* _DATA EXTRACT_
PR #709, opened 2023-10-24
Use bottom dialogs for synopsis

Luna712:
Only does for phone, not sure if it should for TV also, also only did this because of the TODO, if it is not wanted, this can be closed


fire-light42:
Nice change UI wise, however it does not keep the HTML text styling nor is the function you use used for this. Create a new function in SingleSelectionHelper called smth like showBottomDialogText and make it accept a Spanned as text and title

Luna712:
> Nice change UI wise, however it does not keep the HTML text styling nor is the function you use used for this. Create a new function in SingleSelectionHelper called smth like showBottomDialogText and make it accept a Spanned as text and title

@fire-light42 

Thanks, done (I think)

* _TASK STATEMENT_
Show every line of the records above that contains the word "Nice".

* _EXERCISE ANSWER_
Nice change UI wise, however it does not keep the HTML text styling nor is the function you use used for this. Create a new function in SingleSelectionHelper called smth like showBottomDialogText and make it accept a Spanned as text and title
> Nice change UI wise, however it does not keep the HTML text styling nor is the function you use used for this. Create a new function in SingleSelectionHelper called smth like showBottomDialogText and make it accept a Spanned as text and title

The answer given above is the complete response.